### Exercise objective
Scan the records for the string "already"; copy each line where it occurs.

Records from a collection
◇ ◇ ◇ ◇ ◇ ◇ ◇

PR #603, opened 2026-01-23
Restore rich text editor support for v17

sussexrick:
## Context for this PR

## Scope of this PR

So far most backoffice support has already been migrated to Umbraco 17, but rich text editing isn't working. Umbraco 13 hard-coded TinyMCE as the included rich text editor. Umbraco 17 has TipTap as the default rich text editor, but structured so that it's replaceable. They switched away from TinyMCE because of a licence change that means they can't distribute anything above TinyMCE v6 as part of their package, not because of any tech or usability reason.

◇ ◇ ◇ ◇ ◇ ◇ ◇

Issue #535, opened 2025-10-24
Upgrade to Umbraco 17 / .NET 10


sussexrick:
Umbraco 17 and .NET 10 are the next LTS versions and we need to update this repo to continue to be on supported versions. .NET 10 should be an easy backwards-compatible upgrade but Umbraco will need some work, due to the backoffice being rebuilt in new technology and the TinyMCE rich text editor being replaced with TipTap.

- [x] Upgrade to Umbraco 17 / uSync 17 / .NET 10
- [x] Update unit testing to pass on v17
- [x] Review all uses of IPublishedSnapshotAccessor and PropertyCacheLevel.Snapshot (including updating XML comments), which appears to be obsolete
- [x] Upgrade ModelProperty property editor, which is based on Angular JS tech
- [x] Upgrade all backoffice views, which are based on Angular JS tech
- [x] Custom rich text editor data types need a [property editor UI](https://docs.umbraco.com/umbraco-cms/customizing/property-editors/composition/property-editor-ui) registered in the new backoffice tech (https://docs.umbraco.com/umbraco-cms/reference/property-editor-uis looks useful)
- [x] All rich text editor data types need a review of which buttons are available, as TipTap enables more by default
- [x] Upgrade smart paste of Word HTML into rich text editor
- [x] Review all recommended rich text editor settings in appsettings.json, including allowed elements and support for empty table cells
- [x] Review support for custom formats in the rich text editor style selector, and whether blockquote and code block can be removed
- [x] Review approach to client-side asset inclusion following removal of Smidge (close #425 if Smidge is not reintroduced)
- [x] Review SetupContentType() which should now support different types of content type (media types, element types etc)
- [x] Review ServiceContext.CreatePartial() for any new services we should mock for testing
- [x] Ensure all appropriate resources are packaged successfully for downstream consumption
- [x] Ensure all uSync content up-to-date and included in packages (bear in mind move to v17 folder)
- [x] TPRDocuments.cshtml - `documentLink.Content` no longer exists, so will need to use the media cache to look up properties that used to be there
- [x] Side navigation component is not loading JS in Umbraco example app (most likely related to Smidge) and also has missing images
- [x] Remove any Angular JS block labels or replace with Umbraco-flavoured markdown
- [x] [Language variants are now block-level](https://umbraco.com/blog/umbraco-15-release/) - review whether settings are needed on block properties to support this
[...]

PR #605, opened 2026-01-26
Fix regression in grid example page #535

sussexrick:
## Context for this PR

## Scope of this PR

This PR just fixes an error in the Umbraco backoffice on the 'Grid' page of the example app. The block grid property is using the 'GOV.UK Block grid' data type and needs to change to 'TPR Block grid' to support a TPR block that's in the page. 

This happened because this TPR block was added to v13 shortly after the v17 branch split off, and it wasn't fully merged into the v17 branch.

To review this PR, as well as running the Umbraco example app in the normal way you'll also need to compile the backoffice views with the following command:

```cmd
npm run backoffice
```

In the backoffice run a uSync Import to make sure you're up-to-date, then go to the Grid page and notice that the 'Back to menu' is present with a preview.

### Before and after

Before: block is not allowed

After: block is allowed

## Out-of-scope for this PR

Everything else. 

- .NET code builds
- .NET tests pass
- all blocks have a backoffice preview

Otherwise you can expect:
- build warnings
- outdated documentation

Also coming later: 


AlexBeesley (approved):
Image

◇ ◇ ◇ ◇ ◇ ◇ ◇

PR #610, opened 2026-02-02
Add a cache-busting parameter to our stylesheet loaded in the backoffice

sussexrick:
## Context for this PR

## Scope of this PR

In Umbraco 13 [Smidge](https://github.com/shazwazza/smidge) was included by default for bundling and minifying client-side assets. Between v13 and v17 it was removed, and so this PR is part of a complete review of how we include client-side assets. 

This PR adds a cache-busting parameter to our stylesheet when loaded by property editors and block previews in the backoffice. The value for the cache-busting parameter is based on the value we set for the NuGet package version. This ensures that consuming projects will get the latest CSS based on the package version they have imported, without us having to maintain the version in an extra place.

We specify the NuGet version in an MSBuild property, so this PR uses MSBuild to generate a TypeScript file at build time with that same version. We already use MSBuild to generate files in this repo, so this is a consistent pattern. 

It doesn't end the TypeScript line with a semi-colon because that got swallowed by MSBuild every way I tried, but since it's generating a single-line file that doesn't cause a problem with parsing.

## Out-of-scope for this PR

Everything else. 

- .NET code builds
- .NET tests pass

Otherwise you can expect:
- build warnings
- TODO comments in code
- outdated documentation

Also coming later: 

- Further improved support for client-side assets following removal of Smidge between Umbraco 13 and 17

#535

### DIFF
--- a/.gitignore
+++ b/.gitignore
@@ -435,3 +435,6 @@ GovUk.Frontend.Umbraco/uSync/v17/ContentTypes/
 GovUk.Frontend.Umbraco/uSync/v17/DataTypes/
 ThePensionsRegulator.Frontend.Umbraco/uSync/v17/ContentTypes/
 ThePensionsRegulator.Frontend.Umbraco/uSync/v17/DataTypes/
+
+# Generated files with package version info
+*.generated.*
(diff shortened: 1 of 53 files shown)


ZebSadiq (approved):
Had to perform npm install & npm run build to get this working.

◇ ◇ ◇ ◇ ◇ ◇ ◇

### Written response
So far most backoffice support has already been migrated to Umbraco 17, but rich text editing isn't working. Umbraco 13 hard-coded TinyMCE as the included rich text editor. Umbraco 17 has TipTap as the default rich text editor, but structured so that it's replaceable. They switched away from TinyMCE because of a licence change that means they can't distribute anything above TinyMCE v6 as part of their package, not because of any tech or usability reason.
We specify the NuGet version in an MSBuild property, so this PR uses MSBuild to generate a TypeScript file at build time with that same version. We already use MSBuild to generate files in this repo, so this is a consistent pattern. 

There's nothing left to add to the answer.